Graziani Mara, Dutkiewicz Lidia, Calvaresi Davide, Amorim José Pereira, Yordanova Katerina, Vered Mor, Nair Rahul, Abreu Pedro Henriques, Blanke Tobias, Pulignano Valeria, Prior John O, Lauwaert Lode, Reijers Wessel, Depeursinge Adrien, Andrearczyk Vincent, Müller Henning
University of Applied Sciences of Western Switzerland (HES-SO Valais), Rue du Technopole 3, Sierre, 3960 Valais Switzerland.
Department of Computer Science, University of Geneva (UniGe), Route de Drize 7, Carouge, 1227 Vaud Switzerland.
Artif Intell Rev. 2023;56(4):3473-3504. doi: 10.1007/s10462-022-10256-8. Epub 2022 Sep 6.

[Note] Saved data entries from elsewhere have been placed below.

Issue #1175, opened 2026-07-29
AppView RPC registration fails because Linux Sparkle shim lacks getDownloadProgressPercent


NicolasFerec:
## Summary

On startup, the packaged Linux build repeatedly fails to register the AppView RPC services because the Linux Sparkle replacement does not provide `getDownloadProgressPercent`:

```text
Failed to register AppView RPC services errorMessage="this.options.sparkleManager.getDownloadProgressPercent is not a function" errorName=TypeError errorStack="TypeError: this.options.sparkleManager.getDownloadProgressPercent is not a function
    at dge.getAppUpdateViewState (/opt/codex-desktop/resources/app.asar/.vite/build/main-DXmJ7M03.js:1260:20889)
    at dge.registerAppView (/opt/codex-desktop/resources/app.asar/.vite/build/main-DXmJ7M03.js:1260:15957)"
```

The message is emitted multiple times during a single launch.

## Environment

- OS: Ubuntu 26.04 LTS, amd64
- Session: GNOME Wayland
- Package: `codex-desktop 2026.07.25.020936+ae864e2d amd64`
- Upstream desktop app version reported by Crashpad: `26.721.41059`
- Electron: `42.3.0`
- Installation path: `/opt/codex-desktop`

The issue is reproducible with both the launcher's default rendering profile and `CODEX_LINUX_RENDERING_MODE=wayland-gpu`, so it does not appear related to the selected Ozone backend.

## Steps to reproduce

1. Install and launch the packaged `.deb` build.
2. Inspect `~/.cache/codex-desktop/launcher.log`.
3. Search for `Failed to register AppView RPC services`.

## Expected behavior

The Linux Sparkle/update-manager compatibility layer should implement the interface expected by the current upstream bundle, including `getDownloadProgressPercent`, or otherwise adapt `getAppUpdateViewState` so AppView RPC service registration completes without a `TypeError`.

ilysenko:
Thank you for the report. I am investigating this now.

PR #1179, opened 2026-07-29
fix(updater): complete Linux Sparkle menu contract

MatsumotoMorami:
## Summary

- add hasUpdater and getUnavailableReason to the Linux package updater shim, matching the methods used by the current 26.721 Check for Updates menu
- report updater availability from the existing codex-update-manager probe and return a stable reason while the probe is unavailable
- derive the menu-facing contract from a current consumer fixture and execute the generated manager through successful and failed probe paths

## Context

Follow-up to #1177 / #1175. That change completed the AppView and RPC getters, but the current menu consumer also calls hasUpdater and getUnavailableReason before checkForUpdates.

## Validation

- focused updater bridge tests: 4/4
- full scripts/patch-linux-window-ui.test.js: 403/403 with a private TMPDIR
- node --check on both changed JavaScript files
- git diff --check


ilysenko (approved):
Reviewed the current Linux Sparkle menu contract and probe behavior. The focused follow-up is covered by green upstream and cross-format CI.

Since its emergence in the 1960s, Artificial Intelligence (AI) has grown to conquer many technology products and their fields of application. Machine learning, as a major part of the current AI solutions, can learn from the data and through experience to reach high performance on various tasks. This growing success of AI algorithms has led to a need for interpretability to understand opaque models such as deep neural networks. Various requirements have been raised from different domains, together with numerous tools to debug, justify outcomes, and establish the safety, fairness and reliability of the models. This variety of tasks has led to inconsistencies in the terminology with, for instance, terms such as , and being often used interchangeably in methodology papers. These words, however, convey different meanings and are "weighted" differently across domains, for example in the technical and social sciences. In this paper, we propose an overarching terminology of interpretability of AI systems that can be referred to by the technical developers as much as by the social sciences community to pursue clarity and efficiency in the definition of regulations for ethical and reliable AI development. We show how our taxonomy and definition of interpretable AI differ from the ones in previous research and how they apply with high versatility to several domains and use cases, proposing a-highly needed-standard for the communication among interdisciplinary areas of AI.
自20世纪60年代出现以来,人工智能(AI)不断发展,征服了许多科技产品及其应用领域。机器学习作为当前人工智能解决方案的主要组成部分,可以从数据中学习并通过经验在各种任务上实现高性能。人工智能算法的这种日益成功引发了对可解释性的需求,以便理解诸如深度神经网络等不透明模型。不同领域提出了各种要求,同时也出现了众多用于调试、证明结果以及确立模型的安全性、公平性和可靠性的工具。这种多样化的任务导致了术语上的不一致,例如,在方法论论文中,诸如“可解释性”“可理解性”和“透明度”等术语经常互换使用。然而,这些词传达的含义不同,并且在不同领域(例如技术领域和社会科学领域)的“权重”也不同。在本文中,我们提出了一种人工智能系统可解释性的总体术语,技术开发者和社会科学界都可以参考,以便在道德和可靠的人工智能开发法规定义中追求清晰性和效率。我们展示了我们对可解释人工智能的分类法和定义与先前研究中的有何不同,以及它们如何高度通用地应用于多个领域和用例,为人工智能跨学科领域之间的交流提出了一个急需的标准。